Sterk told commissioners that the jail’s overtime expenses alone could overshoot the budgeted $678,000 by $875,000. That’s despite a commissioners’ decision just one month ago to add two nurses, five corrections officers and one lieutenant to relieve the overworked jail staff.

The cost of the additional staff will be close to $500,000 a year. But the new employees won’t be fully trained and ready to go until early this fall, said Jail Commander Jerry Brady.
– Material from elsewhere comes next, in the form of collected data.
PR #13687, opened 2020-09-23
[usd] fix dll path and update to 20.08

ousttrue:
**Describe the pull request**
- fix dll path in cmake for find_package
- fix dll path in for runtime plug load
- version up to 20.08(usd-20.05 fixed release build issue: https://github.com/PixarAnimationStudios/USD/issues/960)
- add usage( find_package(usd) => find_package(pxr) )

The following Debug and Release work fine.

```c++
#define NOMINMAX
#include <pxr/usd/usd/stage.h>
#include <pxr/usd/sdf/path.h>
#include <pxr/usd/usdGeom/sphere.h>

int main()
{
    auto stage = pxr::UsdStage::CreateInMemory();
    auto sphere = pxr::UsdGeomSphere::Define(stage, pxr::SdfPath("/TestSphere"));
    auto root = stage->GetRootLayer();
    root->Export("test_sphere.usda");
    return 0;
}
```


LilyWangL:
Thanks for your PR. Now `usd` build failed on Linux and MACOS with the following error:
```
CMake Error at /mnt/vcpkg-ci/downloads/tools/cmake-3.17.2-linux/cmake-3.17.2-Linux-x86_64/share/cmake-3.17/Modules/FindPackageHandleStandardArgs.cmake:164 (message):
  Could NOT find TBB (missing: tbb) (found version "2020.1")
  /mnt/vcpkg-ci/downloads/tools/cmake-3.17.2-linux/cmake-3.17.2-Linux-x86_64/share/cmake-3.17/Modules/FindPackageHandleStandardArgs.cmake:445 (_FPHSA_FAILURE_MESSAGE)
  cmake/modules/FindTBB.cmake:277 (find_package_handle_standard_args)
  /agent/_work/1/s/scripts/buildsystems/vcpkg.cmake:493 (_find_package)
  cmake/defaults/Packages.cmake:112 (find_package)
  CMakeLists.txt:23 (include)
```

ousttrue:
All green 👍 
TBB handling is difficult.

ports/usd/usage
```diff
@@ -0,0 +1,5 @@
+The package usd:x64-windows provides CMake targets:
+
+    find_package(pxr CONFIG REQUIRED)
+    # Note: 22 target(s) were omitted.
+    target_link_libraries(main PRIVATE ar gf js tf)
```
ras0219-msft, line 5: How does this usage differ from the generated usage?

If it is listing out all required targets, we should remove the comment about targets being omitted.

ports/usd/portfile.cmake
```diff
@@ -6,17 +6,22 @@ SET(VCPKG_POLICY_EMPTY_PACKAGE enabled)
...
-        fix-build-error.patch
+        fix_build-location.patch
 )
 
 vcpkg_find_acquire_program(PYTHON2)
 get_filename_component(PYTHON2_DIR "${PYTHON2}" DIRECTORY)
 vcpkg_add_to_path("${PYTHON2_DIR}")
 
+IF (WIN32)
+ELSE()
```
ras0219-msft, line 21: Removing source files based on platform is problematic; if it is safe to remove it on Windows, it would be preferable to always do so.

Otherwise, we must use `VCPKG_TARGET_IS_WINDOWS` instead of `WIN32`.

ports/usd/portfile.cmake
```diff
@@ -46,14 +54,34 @@ vcpkg_copy_pdbs()
...
 file(GLOB DEBUG_DLL ${CURRENT_PACKAGES_DIR}/debug/lib/*.dll)
+file(MAKE_DIRECTORY ${CURRENT_PACKAGES_DIR}/debug/bin)
 foreach(CURRENT_FROM ${RELEASE_DLL} ${DEBUG_DLL})
     string(REPLACE "/lib/" "/bin/" CURRENT_TO ${CURRENT_FROM})
     file(RENAME ${CURRENT_FROM} ${CURRENT_TO})
 endforeach()
+
+file(COPY ${CMAKE_CURRENT_LIST_DIR}/usage DESTINATION ${CURRENT_PACKAGES_DIR}/share/${PORT})
+
+function(file_replace_regex filename match_string replace_string)
```
ras0219-msft, line 71: Instead of these fixups, `vcpkg_fixup_cmake_targets()` should probably be supplied with a `TARGET_PATH` of `share/pxr`.

ras0219-msft (changes requested):
Thanks for the PR!

ports/usd/portfile.cmake
ousttrue: I fixed

ports/usd/usage
ousttrue: I fixed. share/pxr

ports/usd/portfile.cmake
ousttrue: I fixed. use VCPKG_TARGET_IS_WINDOWS

ousttrue:
cmake TARGET_PATH fixed.
CI x86_windows #13722

LilyWangL (approved):

ports/usd/portfile.cmake
dan-shaw: Do we need the function `file_replace_regex` anymore? The change to `vcpkg_fixup_cmake_targets` should fix this.

LilyWangL: Pinging @ousttrue for response.

LilyWangL: I test this locally, function `file_replace_regex` is needed.

strega-nil:
Gonna let this run through CI after merging with master, then merge :)

PR #13713, opened 2020-09-24
[vcpkg/manifest/toolchain] Add install/bootstrap options & fix CACHE variables usage

Neumann-A:
cc @strega-nil @ras0219


Neumann-A:
For fun just try running:
```
set(MY_MESSAGE "Reconfiguring!")
set(MY_MESSAGE "First configure!" CACHE STRING "Message to print!")
message(STATUS "MY_MESSAGE:${MY_MESSAGE}")
```
and marvel at the output ;)

strega-nil (approved):

strega-nil:
@Neumann-A thanks I hate it haha

Neumann-A:
@strega-nil The fun part is that it is actual documented:
> If the cache entry does not exist prior to the call or the FORCE option is given then the cache entry will be set to the given value. Furthermore, any normal variable binding in the current scope will be removed to expose the newly cached value to any immediately following evaluation.

(but really that last sentence should be big and in red)

Issue #13548, opened 2020-09-15
vcpkg_copy_pdbs() does not copy PDB files for static libraries


alek-d:
****

**Is your feature request related to a problem? Please describe.**
After I added static linking to Scintialla port, I noticed that PDB file is not copied alongside LIB file, like it is with DLL file in case of dynamic linkage.

**Proposed solution**
`vcpkg_copy_pdbs.cmake` uses `dumpbin` to find the path to PDB file for the specified DLL, but this method doesn't work for LIB files.

In case of static libraries, `vcpkg_copy_pdbs.cmake` should try to find PDB file with the same name as the library, and copy it alongside LIB file.

**Additional context**
I'm not sure if this will work for all libraries, but I think that we can assume that the pattern `lib_name.lib` -> `lib_name.pdb` in the same directory, is the most common.

PhoebeHui:
Related to https://github.com/microsoft/vcpkg/issues/10564

alek-d:
@PhoebeHui I only briefly checked, and I'm not 100% sure, but it looks to me that in #10564 generating PDBs is not set in compilation settings. So, probably, there is nothing to copy there.

NancyLi1013:
Considering the discussion in #13721, there is no need to copy PDB files for static libraries. So I think this issue can be closed now.

PR #13721, opened 2020-09-24
Copy pdb for static

alek-d:
**Describe the pull request**

- What does your PR fix?
Fixes "vcpkg_copy_pdbs() does not copy PDB files for static libraries" #13548

All `*-windows-*` triplets where tested successfully. 

I hope so.

This PR is my attempt to solve the problem described in #13548.

It works only for static libraries which are compiled with debug symbols in PDB format. Of course.
In most cases PDB files are generated in the same folder as LIB file and also with the same same.
So I assumed that at least for some libraries this solution will work.

I tested it with Scintilla static build, and in this case it works perfectly.
I couldn't find any other library which is configured to produce PDBs, but I tried only a few libs.

As you can see, to make it work, I also needed to modify `vcpkg_install_msbuild.cmake` script.
I did it for two reasons:

- `vcpkg_install_msbuild.cmake` passes a variable called `LIBS` to `vcpkg_copy_pdbs.cmake` with the path/s to currently compiled LIB file/s. So you don't have to search for LIB files in a build tree, and as it happens `LIBS` contain the right path to just compiled LIB file.

- Looks like there is no tool like `dumpbin` which will allow us to extract the path to the PDB file from the LIB file. So searching for LIBs in a similar way as it's done for DLLs – in `CURRENT_PACKAGES_DIR` – would not work, because we won't be able to find the path for specified PDB. There is a path to PDB embedded in LIB file, but I couldn't find a method to extract it as it can be done using `dumpbin`. Maybe someone knows such a tool, or maybe it would be worth to create one for this purpose.

Ideally it would be nice if some higher level build machinery (cmake?) will always copy PDB alongside LIB like it does with LIBs for DLLs. I'm new to `vcpkg` internals, so maybe I'm missing some obvious solution.

Summary:

- It works only for PDB with the same name as LIB, and when they are located in the same directory. Which is BTW default `MSVC` setting for PDBs.

- It only works when called from `vcpkg_install_msbuild.cmake`, or called with the same set of needed parameters, which are `BUILD_TYPE` and `LIBS` - which is somehow passed to `vcpkg_copy_pdbs.cmake`. How it works, that some parameters are passed from script to script, and some are not, it is still a mystery to me, but I'm new to `cmake` as well.

- Modifications done to  `vcpkg_install_msbuild.cmake` are not affecting, "normal" use of  `vcpkg_copy_pdbs.cmake`. As you can see in the diff, they only work when `BUILD_TYPE` parameter is set and at the same time `VCPKG_LIBRARY_LINKAGE` is static.


JackBoosY:
I think we don't need pdbs when building static.

Hoikas:
PDBs for static library dependencies are incredibly useful when debugging my own applications.

alek-d:
@JackBoosY please just google "pdb for static" or similar. PDBs are very useful not only with dynamically linked libraries even if you don't plan to debug those libs. Lack of PDB files for 3-rd party libs can generate a lot of annoying warnings.

@Hoikas for sure this isn't the ultimate solution. It just works for those libraries which are using default settings. When you turn on generating debug information for your library in MSVC properties dialog, the default output parameter for PDB file is `$(IntDir)$(ProjectName).pdb` which translates to `library_name.lib -> library_name.pdb` in the same output directory. So, in my opinion this is quite reliable solution.

Hoikas:
Right - I'm just thinking of some specific cases that I'm aware of where this might not work as expected. IIRC in python3, the pythoncore project produces python38.lib and python38_d.lib... but I seem to recall some problems with the pdb being misnamed. But that's based off potentially faulty recollections. I am very glad to see that someone is looking into this :)

ras0219:
Note that we pass /Z7 by default, which results in the debugging information being embedded in the object files (thus inside the `.lib` for static libs).

PR #13556, opened 2020-09-16
[python3] Improve support for embedding and add tools

Hoikas:
This pull request improves the downstream experience when working with the python3 port by building a functioning interpreter with support for pip and improving support when cmake's FindPython3 finder is used. Previously, when using FindPython3, if both the `DEVELOPMENT` and `INTERPRETER` components were requested, you would have to have a local python install matching the vcpkg python. Further, on Windows, this module preferred registry python over any slightly misconfigured python artifacts. Fixing these issues allows us to simplify ports whose cmake build systems need the python3 development libraries.

Anyone who intends to do further work on the python3 port after this might consider fixing `vcpkg_find_acquire_program(PYTHON3)` to use the interpreter installed by this port.

Note that on Windows a patch is applied in static python interpreters to disable extension modules-due to the way DLLs function, it is not possible to load them without crashing the interpreter. Further, support for the static CRT has been removed both to avoid surprises in that regard and due to the nature of `PyObject`s.

- What does your PR fix?
This should address #9026 and #10903.

- Which triplets are supported/not supported? Have you updated the CI baseline?
Support for x64-windows-static has been dropped.

- Does your PR follow the [maintainer guide](https://github.com/microsoft/vcpkg/blob/master/docs/maintainers/maintainer-guide.md)?
I think so 😄

PR #13727, opened 2020-09-25
Python3 offer tool feature

marekr:
This provides the feature for the python3 port to build the executable and make a working python install inside /tools.

Why?
There is a build process I have that requires the python executable to match the python library version being built against, I also need the python modules that don't exist in the python-embed packages that vcpkg_acquire_program retrieves.

This only adds the tool for Windows.

Now I expect problems and have questions for the vcpkg maintainers....

1. Python3 has important modules that used external libraries.

Currently it wants these exact versions of libraries which are tracked by in source script get_externals.bat
```
bzip2-1.0.6
libffi-3.3.0-rc0-r1
openssl-1.1.1f
 sqlite-3.31.1.0
tcl-core-8.6.9.0
tk-8.6.9.0
tix-8.4.3.6
xz-5.2.2 
zlib-1.2.11
```

of which it builds directly with the module source (not static or shared) and others it links shared. 

While I understand vcpkg policy is to use the split out ports. I do not think it's the best plan for python which calls out ~explicit~ versions which the vcpkg port system cannot respect as far I know.
 These shared libraries only get placed in the /share/python3/DLLs folder next to the /share/python3/Lib folder and not /bin which is the standard placement for these shared modules on windows python.

2. I made it install the core python modules in both /share/python3/DLLs and /tools/python3/DLLs. python.exe could be made to use /share/python3/DLLs in theory manually by users invoke it and setting to /share/python3

### DIFF
--- a/ports/python3/CONTROL
+++ b/ports/python3/CONTROL
@@ -7,3 +7,6 @@ Build-Depends: libffi, openssl, zlib (!uwp&!windows)
 
 Feature: enable-shared
 Description: Build shared libraries in addition to static ones built by default
+
+Feature: tools
+Description: Build python executable
--- a/ports/python3/portfile.cmake
+++ b/ports/python3/portfile.cmake
@@ -53,9 +53,15 @@ if (VCPKG_TARGET_IS_WINDOWS)
 		message(FATAL_ERROR "Unsupported architecture: ${VCPKG_TARGET_ARCHITECTURE}")
 	endif()
 
+	vcpkg_execute_build_process( 
+		COMMAND ${SOURCE_PATH}/PCBuild/get_externals.bat 
+		WORKING_DIRECTORY ${SOURCE_PATH}/PCBuild 
+	   )
+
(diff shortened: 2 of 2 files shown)


ports/python3/CONTROL
```diff
@@ -7,3 +7,6 @@ Build-Depends: libffi, openssl, zlib (!uwp&!windows)
 
 Feature: enable-shared
 Description: Build shared libraries in addition to static ones built by default
+
```
NancyLi1013, line 10: Could you please update the `Port-Version`?
`Port-Version: 2`

NancyLi1013 (changes requested):

Hoikas:
Duplicates part of #13556.

marekr:
Defering to the other PR that's better and hopefully gets merged to make the python3 port usable ;)

Hoikas:
I'm glad to see that I wasn't the only one frustrated by some of the aspects of the python3 port :smile:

That means continued overtime expenses.

When planning for 2005, Sterk budgeted about $110,000 less for overtime than in 2004, even though the jail exceeded its 2004 overtime budget by almost $100,000.

And the rising cost of prescription drugs along with one inmate’s kidney dialysis bill is expected to push the jail’s medical bill $800,000 higher than budgeted.

Commissioner Todd Mielke said it’s impossible to just rubber-stamp such bills without looking at ways to reduce costs.

“If we’re not careful, it will result in the reduction of personnel in January,” Mielke said. “I don’t want to lay anyone off because of poor management.”

Sterk said he’s examining options to bring the overtime and medical bills down, including changing the way overnight crews are scheduled. He blamed the high personnel costs, in part, on the way District Court cases are scheduled and how that affects transporting prisoners.

Over the past two weeks, commissioners have faced a revolving door of elected officials and department heads seeking criminal justice budget increases.

The prosecutor, public defender, juvenile justice and counsel for defense have all asked for increased staffing.

“If we grant everything requested by everyone coming through the door to date, we’ll be having money troubles,” said County CEO Marshall Farnell.

Commissioners told Juvenile Justice Director Bonnie Bush on Tuesday that they would help her with some of her needs now, but postpone decisions on whether to continue the funding next year.

Bush had already scaled back an earlier request, from five new staffers to three.

“I’m not asking for growth. We’re just asking to maintain what we have,” she told commissioners, explaining that funding for the positions had been supplied by the state until now.

Faced with a slew of similar requests, commissioners said they need to take a look at the whole picture during the criminal justice summit.

“I want to move away from this situation where every six weeks there’s a crisis from a different department,” said Mielke.